Exercise description: Go through the material underneath and show every line where the string "Dict" occurs.

Recorded data:
PR #672, opened 2022-03-22
webcam example does not need OpenCV

alegonz:
Hi and thank you for this great library.

As stated in the PR title, I noticed `opencv-python` is not needed to run the `webcam` example, right?

(I figured this small documentation change does not warrant to open an issue and went ahead with this PR.)

### DIFF
--- a/examples/webcam/README.rst
+++ b/examples/webcam/README.rst
@@ -11,7 +11,7 @@ First install the required packages:
 
 .. code-block:: console
 
-    $ pip install aiohttp aiortc opencv-python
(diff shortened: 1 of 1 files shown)


jlaine:
Hi @alegonz you're quite right it doesn't need OpenCV! This looks like it might be some hasty copy-and-paste.

alegonz:
@jlaine I figured that was the case, it happens to everyone 😆 

I checked the other examples and this seems to be the only one that needs the doc fix.

jlaine:
Merged, thanks!

PR #683, opened 2022-04-04
[tests] run test suite on binary wheels

jlaine:


rprata:
Why this approach? Is it necessary run tests in binary wheels or is there any benefit to this?

jlaine:
> Why this approach? Is it necessary run tests in binary wheels or is there any benefit to this?

Currently we are not testing macOS or Windows *at all*. Also since we provide wheels it's up to us to check what we are shipping is not broken. Binary wheels come with their own pitfalls, as we are bundling compiled C code.

PR #685, opened 2022-04-04
fix: adjusting regex for stun url

rprata:
I am using private stun/turn servers (e.g. Twilio). I noticed that stun url is not according with regex: `stun:global.stun.twilio.com:3478?transport=udp`. This PR is a suggestion to fix this behavior. Follow [Twilio docs for more detail](https://www.twilio.com/docs/stun-turn).

### DIFF
--- a/src/aiortc/rtcicetransport.py
+++ b/src/aiortc/rtcicetransport.py
@@ -12,6 +12,9 @@ from .rtcconfiguration import RTCIceServer
 
 STUN_REGEX = re.compile(
     r"(?P<scheme>stun|stuns)\:(?P<host>[^?:]+)(\:(?P<port>[0-9]+?))?"
+    # RFC 7064 does not define a "transport" option but some providers
+    # include it, so just ignore it
+    r"(\?transport=.*)?"
 )
 TURN_REGEX = re.compile(
     r"(?P<scheme>turn|turns)\:(?P<host>[^?:]+)(\:(?P<port>[0-9]+?))?"
--- a/tests/test_rtcicetransport.py
+++ b/tests/test_rtcicetransport.py
@@ -37,6 +37,14 @@ class ConnectionKwargsTest(TestCase):
             {"stun_server": ("stun.l.google.com", 19302)},
         )
 
+    def test_stun_with_suffix(self):
+        self.assertEqual(
+            connection_kwargs(
+                [RTCIceServer("stun:global.stun.twilio.com:3478?transport=udp")]
+            ),
+            {"stun_server": ("global.stun.twilio.com", 3478)},
+        )
+
     def test_stun_multiple_servers(self):
         self.assertEqual(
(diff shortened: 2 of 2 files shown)


jlaine:
I'm not sure this is correct, RFC 7064 doesn't seem to make any mention of a "protocol" querystring parameter for STUN URIs:

https://datatracker.ietf.org/doc/html/rfc7064

rprata:
Sorry. I'll update about `stuns`. 

Really, it does not make a sense according with section:

```
For the optional DNS discovery procedure mentioned in [Section 9 of RFC 5389](https://datatracker.ietf.org/doc/html/rfc5389#section-9), the "stun" URI scheme implies UDP as the transport protocol for SRV lookup, and the "stuns" URI scheme indicates TCP as the transport protocol
```

In this case we need adjust twilio and others STUN URLs before use in aiortc, or it is ok aiortc accept an URL with protocol sufix?

jlaine:
Let's maybe align with browser behaviour: how o Firefox and Chrome handle these URLs? We *could* just drop the query string for STUN URLs.

rprata:
Testing in Firefox, Chrome and Safari, this URL works with/without protocol query string. 

I'll update this to drop query string of URL (it is better to keep behavior according RFC 7064).

src/aiortc/rtcicetransport.py
```diff
@@ -154,7 +155,6 @@ def parse_stun_turn_uri(uri: str) -> Dict[str, Any]:
     else:
         parsed["port"] = 3478
 
-    # set transport
```
jlaine, line 157: this didn't need to change :)

tests/test_rtcicetransport.py
```diff
@@ -190,19 +198,34 @@ def test_invalid_uri(self):
     def test_stun(self):
         uri = parse_stun_turn_uri("stun:stun.services.mozilla.com")
         self.assertEqual(
-            uri, {"host": "stun.services.mozilla.com", "port": 3478, "scheme": "stun"}
+            uri,
```
jlaine, line 201: gratuitous change now that we"re not testing "protocol", ditto for the following tests

src/aiortc/rtcicetransport.py
```diff
@@ -136,6 +136,7 @@ def connection_kwargs(servers: List[RTCIceServer]) -> Dict[str, Any]:
 
 def parse_stun_turn_uri(uri: str) -> Dict[str, Any]:
     if uri.startswith("stun"):
+        uri = uri.partition("?")[0].rstrip()
```
jlaine, line 139: I'm not sure we want rstrip(), there really is no reason to have whitespace in a URL

jlaine:
Looks good to me, if you can squash your commits I'll be happy to merge it

rprata:
@jlaine done!

PR #709, opened 2022-04-26
[codecs] fix generic packetizer

jlaine:
It must return a *list* of bytes, not bytes.

@rprata


src/aiortc/contrib/media.py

Answer section:
@@ -154,7 +155,6 @@ def parse_stun_turn_uri(uri: str) -> Dict[str, Any]:
@@ -136,6 +136,7 @@ def connection_kwargs(servers: List[RTCIceServer]) -> Dict[str, Any]:
 def parse_stun_turn_uri(uri: str) -> Dict[str, Any]:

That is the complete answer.